A ALPISTO
BLOG / POST 6 min read Updated May 26, 2026

CanFlyBot: a Telegram Bot That Tells You When the Next Good Soaring Day Is Coming

A Telegram bot that wraps the Paraglidable AI forecast and Meteoblue thermal soundings for paragliding pilots. Tracks 10,000+ take-off and landing spots, pings you when probabilities exceed your thresholds, and serves detailed thermal diagrams on demand.

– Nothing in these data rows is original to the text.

PR #593, opened 2022-03-02
Add windows locator support for inspector

mmokko:
Update the robocorp-inspector to latest version (0.6.0).
New locator menu item: Add Windows locator.

@fabioz do we have any option to disable a menu item / command in certain platforms? This feature in inspector is Windows only. I added an error message for the user, but of course it would be better if the menu item is disabled.


fabioz:
Just merged. Related to hiding the button, that's possible... You should be able to use when `when` clause for that.

According to https://code.visualstudio.com/api/references/when-clause-contexts it seems there's a `isWindows` which can be used.

PR #750, opened 2022-09-06
intellij: update Gradle and intellij

KotlinIsland:
Hi there.

Here is a small PR updating the build script of the intellij plugin (just bumping `org.jetbrains.intellij` and the Gradle version).

@fabioz What is your opinion of converting the Gradle build script to `kts`? I'd be happy to do this, I've converted many projects from groovy to kts.

Also, have you seen [the intellij plugin template](https://github.com/JetBrains/intellij-platform-plugin-template)? It's got some great features in it, and I would be happy to implement some of those features into this project (I have also successfully done this to several projects)

Lastly, what's your opinion of using Kotlin instead of Java? I'd also be very happy to convert the source code of the plugin to Kotlin.


fabioz:
> Here is a small PR updating the build script of the intellij plugin (just bumping `org.jetbrains.intellij` and the Gradle version).

Thank you for the PR! Just merged.

 
> @fabioz What is your opinion of converting the Gradle build script to `kts`? I'd be happy to do this, I've converted many projects from groovy to kts.

If you'd like to take a look at this and you think the final result would be better, feel free to do it (personally I don't really care much for either way, both work fine for me).

> Also, have you seen [the intellij plugin template](https://github.com/JetBrains/intellij-platform-plugin-template)? It's got some great features in it, and I would be happy to implement some of those features into this project (I have also successfully done this to several projects)

Likewise, if you'd like to add other features from the default template, feel free to do it and provide a PR ;)

> Lastly, what's your opinion of using Kotlin instead of Java? I'd also be very happy to convert the source code of the plugin to Kotlin.

I must say I have much more experience in Java than in Kotlin and so far I haven't really bothered myself to deep dive more into Kotlin (although I played a bit with it and can understand it just fine in general), so, while I know it has some bells and whistles over Java I'm not sure I'd like to convert just for the sake of the conversion for the code itself -- personally I find java quite readable even thought it leans more on the verbose side... Although I go for Python when possible ;).

Still, my time for dealing with plugin for Intellij has been quite limited recently. I think it shows a bit that support for VSCode in the language server is better for VSCode than for the Intellij client as I haven't been able to focus the amount needed to polish it more -- I do occasional fixes and improvements on the Intellij client but I don't currently have the time to polish it more in the short/mid term as there's more focus on the language server itself at this point... thankfully many improvements on the backend benefit any clients, including intellij ;) .

Now, if you'd like to take a role that's more active in the project and contribute other improvements that'd definitely be something nice, so, if coding in Kotlin would be a pre-requisite for you to contribute those, what could be done is that your new contributions could be done in Kotlin (so, the project could mix java/kotlin there), but I wouldn't like to do a full conversion at this time (this could be done in the future if you'd like to become a champion for the Intelilj client though).

KotlinIsland:
Thanks for the reply!, I'd be happy to put together some PRs where I can, and we will see where things lead I guess. 😄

↳ Evgeny Istomin Engineer · Alpisto d.o.o. 6 min read

With a new soaring season around the corner, I wanted an automatic reminder about upcoming good flying days. The answer was right there: the API of the popular AI-based forecasting site Paraglidable. All it needed was a convenient wrapper. A couple of evenings later, @CanFlyBot was live.

Forecast coverage

The bot currently covers a defined region. If enough people use it, coverage can be extended. Keep in mind this is a forecast built on the GFS global model — a very, very rough estimate, but a good enough trigger to dig into a more detailed forecast. Data is refreshed daily at 08:00 UTC; the underlying forecast runs every six hours (03, 09, 15, 21 UTC).

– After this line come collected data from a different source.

PR #751, opened 2022-09-07
DEVVS-66 | New Model Builder in VSCode 4 Flow Explorer

custompointofview:
Adding additional blocks to the model - if (improvements), while, for, try. 
Adding unittests for all.
Improving Flow Explorer

## TASK
https://linear.app/robocorp/issue/DEVVS-66/new-model-builder-in-vscode-4-flow-explorer


robotframework-ls/src/robotframework_ls/impl/flow_explorer_model_builder.py
```diff
@@ -49,9 +49,7 @@ def build_flow_explorer_model(completion_contexts: List[ICompletionContext]) ->
                     "body": test_body,
                 }
                 tasks.append(test)
-                for node_info in ast_utils.iter_all_nodes(
-                    test_node_info.node, recursive=False
-                ):
+                for node_info in ast_utils.iter_all_nodes(test_node_info.node, recursive=False):
```
fabioz, line 52: Do you have different configurations for black (or maybe a different black version)? 
-- it must be the one specified in `robocorp-code/dev_requirements.txt`

The CI is complaining about the formatting changes...

robotframework-ls/src/robotframework_ls/impl/flow_explorer_model_builder.py
```diff
@@ -20,7 +20,7 @@ def build_flow_explorer_model(completion_contexts: List[ICompletionContext]) ->
         ast = completion_context.get_ast()
 
         # Uncomment to print ast.
-        # ast_utils.print_ast(ast)
+        ast_utils.print_ast(ast)
```
fabioz, line 23: Note to comment again before finishing...

fabioz (approved):
Seems great as is... 

We could do an intermediary commit with what's here (just need to comment back a few things and make black behave as intended).

fabioz:
Changes seem fine.

The failing test seems to be just because the generated json changed a bit (so, it's mostly a matter of updating that file).

We should add a test which checks for keywords in a different file (the code should handle it already, but it'd be nice to have a test and check that the expected result is what's expected by the flow explorer).

robotframework-ls/src/robotframework_ls/impl/flow_explorer_model_builder.py
```diff
@@ -89,64 +142,92 @@ def _build_hierarchy(
...
+
+                        # If it was found in a library we don't recurse anymore.
+                        keyword_ast = keyword_found.keyword_ast
+                        if keyword_ast is None:
+                            continue
+                        definition_completion_context = keyword_found.completion_context
+                        if definition_completion_context is None:
+                            continue
+                        # If found in recursion stack we don't recurse anymore.
+                        if recursion_stack and recursion_stack.check(keyword["name"]):
```
fabioz, line 190: I don't think you need to check `if recursion_stack` part here (it can't be None as far as I can see so that'd always evaluate to `True` right?).

robotframework-ls/src/robotframework_ls/impl/flow_explorer_model_builder.py
```diff
@@ -89,64 +142,92 @@ def _build_hierarchy(
...
+                            continue
+
+                        suite_name = _compute_suite_name(definition_completion_context)
+                        # Ok, it isn't a library keyword (as we have its AST). Keep recursing.
+                        for node_info in ast_utils.iter_all_nodes(
+                            keyword_ast, recursive=False
+                        ):
+                            if recursion_stack:
```
fabioz, line 198: I don't think you need to check `if recursion_stack` part here (it can't be None as far as I can see so that'd always evaluate to `True` right?).

robotframework-ls/src/robotframework_ls/impl/flow_explorer_model_builder.py
```diff
@@ -89,64 +142,92 @@ def _build_hierarchy(
...
+                                recursion_stack.push(keyword["name"])
```
fabioz, line 199: Usually I do a `contextmanager` when there's something that needs a `push` / `pop`.

```
class _RecursionStack:

    ....

    @contextmanager
    def scoped(self, keyword_name)
        self.push(keyword_name)
        yield
        self.pop()
```

So it can be used as:

```
with recursion_stack.keyword_scope(keyword_name):
    ...
```

-- `push` and `pop` could probably be inlined in this case.

That's falls on the stylistic camp though, so, feel free to skip the suggestion.

robotframework-ls/src/robotframework_ls/impl/flow_explorer_model_builder.py
```diff
@@ -4,6 +4,22 @@
 from robocorp_ls_core.basic import isinstance_name
 
 
+class _RecursionStack:
+    stack: List[str] = []
```
fabioz, line 8: You want to set the `stack` under the constructor (i.e.: `in def __init__(self)`) -- as it is any instance will use the same stack because it's declared in the class scope.

Also, it should probably be at least protected (i.e.: `_stack`).

robotframework-ls/src/robotframework_ls/impl/flow_explorer_model_builder.py
```diff
@@ -37,29 +54,63 @@ def build_flow_explorer_model(completion_contexts: List[ICompletionContext]) ->
...
+                user_keyword_info = {
+                    "type": "user-keyword",
+                    "name": user_keyword_name,
+                    "doc": "",
+                    "body": user_keyword_body,
+                }
+
+                # Keywords var will be populated when building hierarchy if importing statements
+                # Checking to see if it already exists before appending
+                for keyw in keywords:
```
fabioz, line 94: We can leave as is for now, but I think we could have a better approach here as looping to check for contains is not ideal (I can see it becoming something slow if we reach the 500+ keywords use case).

-- keywords could be some custom structure which has a that keywords list and an additional `set` with the name of the keywords added so far where we could just do a `user_keyword_name in container`.

p.s.: just noting, we should do this later not in this commit.

robotframework-ls/src/robotframework_ls/impl/flow_explorer_model_builder.py
```diff
@@ -74,6 +125,8 @@ def _build_hierarchy(
     suite_name: str,
     parent_body: List[Any],
     memo: dict,
+    recursion_stack: _RecursionStack,
+    user_keywords: List[Any] = None,
```
fabioz, line 129: This type isn't correct. If `user_keywords` may be `None`, it should be: `Optional[List[Any]]`.

Still, I don't follow it well, why is it `None` at all?

In the code the keyword is added to that list when it's found from a keyword call, but why doesn't it add it when it's a keyword inside a `for` or an `if`?

I'm having a bit of a hard time understanding the logic on when should a keyword be added there and when it shouldn't be added there. Can you elaborate a bit?

fabioz (changes requested):

robotframework-ls/src/robotframework_ls/impl/flow_explorer_model_builder.py
```diff
@@ -1,9 +1,53 @@
...
 from robocorp_ls_core.basic import isinstance_name
 
 
+class _KeywordRecursionStack:
+    _stack: Dict
+
+    def __init__(self) -> None:
+        self._stack = {}
+
+    def has(self, keyword_name: str) -> bool:
```
fabioz, line 14: The pythonic thing here would probably be changing `has` to `__contains__` and then doing `if keyword_name in recursion_stack`.

robotframework-ls/src/robotframework_ls/impl/flow_explorer_model_builder.py
```diff
@@ -1,9 +1,53 @@
...
+        return keyword_name in self._stack
+
+    def push(self, keyword_name: str) -> None:
+        self._stack.update({keyword_name: None})
```
fabioz, line 18: The idiom for this with a dict would be:

`self._stack[keyword_name] = None`

Still if you change the stack for a `set` it'd be `self._stack.add(keyword_name)`.

Additional notes:
- since `pop` would remove the entry, I think you should assert that you don't double-push.
- since this `push` should only be used inside the class it should be protected (or it could be inlined).

i.e.:

```
def _push(self, keyword_name: str):
    assert keyword_name not in self._stack
    self._stack.add(keyword_name)
```

robotframework-ls/src/robotframework_ls/impl/flow_explorer_model_builder.py
```diff
@@ -1,9 +1,53 @@
...
 from typing import List, Any, Dict, Tuple
 import os
 from robocorp_ls_core.basic import isinstance_name
 
 
+class _KeywordRecursionStack:
+    _stack: Dict
+
+    def __init__(self) -> None:
+        self._stack = {}
```
fabioz, line 12: Given that you don't use the `dict` value for anything the `_stack` should be a `set`.

The typing for it would be `Set[str]`.

robotframework-ls/src/robotframework_ls/impl/flow_explorer_model_builder.py
```diff
@@ -1,9 +1,53 @@
...
+
+    def has(self, keyword_name: str) -> bool:
+        return keyword_name in self._stack
+
+    def push(self, keyword_name: str) -> None:
+        self._stack.update({keyword_name: None})
+
+    def pop(self, keyword_name: str) -> None:
```
fabioz, line 20: Like `push`, `pop` should be protected i.e.: `_pop` (or it could just be inlined).

robotframework-ls/src/robotframework_ls/impl/flow_explorer_model_builder.py
```diff
@@ -1,9 +1,53 @@
...
+    @contextmanager
+    def scoped(self, keyword_name):
+        self.push(keyword_name)
+        yield
+        self.pop(keyword_name)
+
+
+class _UserKeywordCollector:
+    _user_keywords: List[Any]
+    _name_collection: Dict
```
fabioz, line 32: This should be `Dict[str]`.

robotframework-ls/src/robotframework_ls/impl/flow_explorer_model_builder.py
```diff
@@ -1,9 +1,53 @@
...
+
+    def __init__(self) -> None:
+        self._user_keywords = []
+        self._name_collection = {}
+
+    @property
+    def keywords(self) -> List[Any]:
+        return self._user_keywords
+
+    def has(self, keyword_name) -> bool:
```
fabioz, line 42: Typing for `keyword_name: str`.

Also, the pythonic thing here would be doing a `__contains__` and doing a `keyword_name in container`.

robotframework-ls/src/robotframework_ls/impl/flow_explorer_model_builder.py
```diff
@@ -1,9 +1,53 @@
...
+        self.pop(keyword_name)
+
+
+class _UserKeywordCollector:
+    _user_keywords: List[Any]
+    _name_collection: Dict
+
+    def __init__(self) -> None:
+        self._user_keywords = []
+        self._name_collection = {}
```
fabioz, line 36: `_name_collection` should be a `Set[str]` instead of a dict.

robotframework-ls/src/robotframework_ls/impl/flow_explorer_model_builder.py
```diff
@@ -1,9 +1,53 @@
...
+    def keywords(self) -> List[Any]:
+        return self._user_keywords
+
+    def has(self, keyword_name) -> bool:
+        return keyword_name in self._name_collection
+
+    def append(self, keyword: Any) -> None:
+        if "name" in keyword:
+            self._user_keywords.append(keyword)
+            self._name_collection.update({keyword["name"]: None})
```
fabioz, line 48: After changing `_name_collection` for a `set` use `self._name_collection.add(keyword['name`]).

robotframework-ls/src/robotframework_ls/impl/flow_explorer_model_builder.py
```diff
@@ -1,9 +1,53 @@
...
+        self._name_collection = {}
+
+    @property
+    def keywords(self) -> List[Any]:
+        return self._user_keywords
+
+    def has(self, keyword_name) -> bool:
+        return keyword_name in self._name_collection
+
+    def append(self, keyword: Any) -> None:
```
fabioz, line 45: I think the typing could be a bit more specific here (`keyword: dict`).

robotframework-ls/src/robotframework_ls/impl/flow_explorer_model_builder.py
```diff
@@ -1,9 +1,53 @@
...
+
+    @contextmanager
+    def scoped(self, keyword_name):
+        self.push(keyword_name)
+        yield
+        self.pop(keyword_name)
+
+
+class _UserKeywordCollector:
+    _user_keywords: List[Any]
```
fabioz, line 31: Typing could probably be `List[dict]`.

Sidenote (no need to do):

The actual keyword dict itself could be typed with a `TypedDict` so it could be `List[UserKeywordTypedDict]` (but then all the references to it would need to be typed too, not sure if it's worth the effort in this case).

See: https://peps.python.org/pep-0589/

robotframework-ls/src/robotframework_ls/impl/flow_explorer_model_builder.py
```diff
@@ -37,29 +83,61 @@ def build_flow_explorer_model(completion_contexts: List[ICompletionContext]) ->
...
+                user_keyword_info = {
+                    "type": "user-keyword",
+                    "name": user_keyword_name,
+                    "doc": "",
+                    "body": user_keyword_body,
+                }
+
+                # Keywords var will be populated when building hierarchy if importing statements
+                # Checking to see if it already exists before appending
+                for keyw in keywords:
```
fabioz, line 122: I think you wanted to do the following here: 

```
if keyw['name'] in user_keywords_collector:
    break
else:
    user_keywords_collector.append(user_keyword_info)
    ...
```

(if you change the `has` for `__contains__`).

fabioz (commented):
Some notes on making things a bit more pythonic.

Also, I think we may have a problem with keyword names if they're used with different casing (so, this should at least have a test).

i.e.:

What happens if the user does:

```
*** Keywords ***
my keyword
    no operation

*** Test Cases ***
My test
    my keyword
    mykeyword
    My Keyword
```

Internally we should make sure we don't generate additional entries (as all the related calls point to the same definition).

There are some utilities for this...
`robotframework_ls.impl.text_utilities.normalize_robot_name` can be used to get the name as is seen by robotframework internally to make matches.

The final name should usually be the one that the user has used as the real keyword name, but for libraries (where we generate the name) there's a utility which will create the proper name.

See: `create_convert_keyword_format_func` (it receives the `completion_context.config` and returns a callable which can be called with the keyword name from the library and generates the one that should be shown to the user).

fabioz (approved):
Nice work ;)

Paraglidable forecast coverage area Paraglidable forecast coverage region.

Setup

After a recent update, @CanFlyBot can configure your own list of tracked points. To just try it out, follow this link and the bot will copy my list of points. To manage your own list, use /managespots.

CanFlyBot — /managespots screen (Russian UI) Editing the tracked-spots list via /managespots (Russian UI).

Cross icons delete points, Add adds new ones. There are four ways to add a point:

  1. Close to me. Share your location; the bot returns the 15 nearest take-offs and landings.
  2. By coordinate. Send latitude;longitude in decimal degrees; the bot returns the nearest sites.
  3. By name. Send part of a site name; the bot returns matches.
  4. On maps. Open maps.flybeeper.com, find the site, long-press it, click the bell icon, you are taken back to Telegram, then press Start.

CanFlyBot — adding a spot by coordinates (Russian UI) Adding a spot by latitude/longitude (Russian UI).

CanFlyBot — search results by site name (Russian UI) Adding a spot by name (Russian UI).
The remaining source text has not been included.